What needs to be done
Nothing in the data below may be left out; return all of it exactly.

Saved entries
--- START ---
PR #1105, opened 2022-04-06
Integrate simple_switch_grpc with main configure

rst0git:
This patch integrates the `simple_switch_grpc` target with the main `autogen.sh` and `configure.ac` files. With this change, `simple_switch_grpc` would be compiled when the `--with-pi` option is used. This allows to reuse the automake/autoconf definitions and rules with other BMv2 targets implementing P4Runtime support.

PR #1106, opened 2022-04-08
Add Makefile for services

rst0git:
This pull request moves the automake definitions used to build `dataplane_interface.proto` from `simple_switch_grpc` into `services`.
--- END ---
Your response
PR #1105, opened 2022-04-06
Integrate simple_switch_grpc with main configure

rst0git:
This patch integrates the `simple_switch_grpc` target with the main `autogen.sh` and `configure.ac` files. With this change, `simple_switch_grpc` would be compiled when the `--with-pi` option is used. This allows to reuse the automake/autoconf definitions and rules with other BMv2 targets implementing P4Runtime support.

PR #1106, opened 2022-04-08
Add Makefile for services

rst0git:
This pull request moves the automake definitions used to build `dataplane_interface.proto` from `simple_switch_grpc` into `services`.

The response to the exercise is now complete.